Edit: people leaving Neuralink citing “premature push for human experiments” are evidence against my previous paragraph.
Since I wrote my comment I had lots of chances to prod at the apathy of people to act against imminent horrible doom.
I do believe that a large obstacle it’s that going “well, maybe I should do something about it, then. Let’s actually do that” requires a sudden level of mental effort and responsibility that’s… well, it’s not quite as unlikely as oxygen turning into gold, but you shouldn’t just expect people doing that (it took me a ridiculous amount of time before starting to do so).

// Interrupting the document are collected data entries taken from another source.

PR #421, opened 2017-05-13
Fix language display

Zlatkovsky:
Hook up language display at bottom of editor

Today, language display was always empty (null).  Looks like the issues is that the language-related actions were taking two parameters rather than just the single payload parameter.  Fixed by unifying payload to accept complex objects like

{ type, language }

### DIFF
--- a/src/client/app/actions/monaco.ts
+++ b/src/client/app/actions/monaco.ts
@@ -27,7 +27,7 @@ export class MonacoActionTypes {
 export class ChangeTabAction implements Action {
     readonly type = MonacoActionTypes.CHANGE_TAB;
 
-    constructor(public payload: { type: string, language: string }) {}
+    constructor(public payload: { name: string, language: string }) {}
 }
 
 export class ResetAction implements Action {
--- a/src/client/app/actions/monaco.ts
+++ b/src/client/app/actions/monaco.ts
@@ -27,7 +27,7 @@ export class MonacoActionTypes {
 export class ChangeTabAction implements Action {
     readonly type = MonacoActionTypes.CHANGE_TAB;
 
-    constructor(public payload: string, public language: string) { }
+    constructor(public payload: { type: string, language: string }) {}
 }
 
 export class ResetAction implements Action {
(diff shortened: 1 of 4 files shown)


src/client/app/actions/monaco.ts
```diff
@@ -27,7 +27,7 @@ export class MonacoActionTypes {
 export class ChangeTabAction implements Action {
     readonly type = MonacoActionTypes.CHANGE_TAB;
 
-    constructor(public payload: string, public language: string) { }
+    constructor(public payload: { name: string, language: string }) {}
```
WrathOfZombies: we should be sending multiple parameters when possible. Is there a reason to this?

src/client/app/actions/monaco.ts
```diff
@@ -39,13 +39,13 @@ export class ResetAction implements Action {
 export class UpdateIntellisenseAction implements Action {
     readonly type = MonacoActionTypes.UPDATE_INTELLISENSE;
 
-    constructor(public payload: string[], public language: string) { }
+    constructor(public payload: { libraries: string[], language: string }) {}
```
WrathOfZombies: we should be sending multiple parameters when possible. Is there a reason to this?

src/client/app/actions/monaco.ts
```diff
@@ -39,13 +39,13 @@ export class ResetAction implements Action {
...
 }
 
 export class AddIntellisenseAction implements Action {
     readonly type = MonacoActionTypes.ADD_INTELLISENSE;
 
-    constructor(public payload: string, public language: string) { }
+    constructor(public payload: { url: string, language: string }) { }
```
WrathOfZombies: we should be sending multiple parameters when possible. Is there a reason to this?

src/client/app/containers/editor.ts
```diff
@@ -43,14 +43,23 @@ export class Editor implements AfterViewInit {
...
+    }
 
     updateIntellisense() {
         if (this.snippet == null) {
             return;
         }
 
-        this._store.dispatch(new Monaco.UpdateIntellisenseAction(this.snippet.libraries.split('\n'), 'typescript'));
+        this._store.dispatch(new Monaco.UpdateIntellisenseAction(
+            { libraries: this.snippet.libraries.split('\n'), language: 'typescript' }
```
WrathOfZombies: we should be sending multiple parameters when possible. Is there a reason to this?

src/client/app/actions/monaco.ts
Zlatkovsky: I don't know why, but when the constructor was declared as payload and then another parameter, the other parameter was getting lost on the receiving end.  It seems as though it wasn't getting serialized, or something like that.  I then noticed that all of your other constructors always had a single parameter to them -- hence I merged it in to a single object, and things started working again!  Without it, language was always null

Zlatkovsky: @WrathOfZombies, let me go ahead and merge it in as is.  Ultimately I don't think it matters (it works in my version, and didn't in the original, so it's still a net gain; and you have some other places where `payload` takes in an object anyway).  If you want to go ahead and explore it for academic curiosity, by all means!  But I think I may as well merge it in for the time being.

People are going to require a lot of prodding or an environment where taking personal responsibility for a collective crisis is the social norm to get moving. 10 millions would cont as lot of prodding, yeah. 100k… eh, I’d guess lots of people would still jump at that, but not many of those who are paid the same amount or more.
So a calculation like “I can enjoy my life more by doing nothing, lots of other people can try to save the world in my place” might be involved, even if not explicitly. It’s a mixture of the Tragedy of the Commons and of Bystander Apathy, two psychological mechanism with plenty of literature.
The cure for bystander apathy is getting one person to lead by example. Since in this case there are several prominent such examples, a Tragedy of the Commons scenario seems more likely to me.
You are right, it’s not possible to tell if this happens implicitly or explicitly (in which case there is nothing to be done anyway).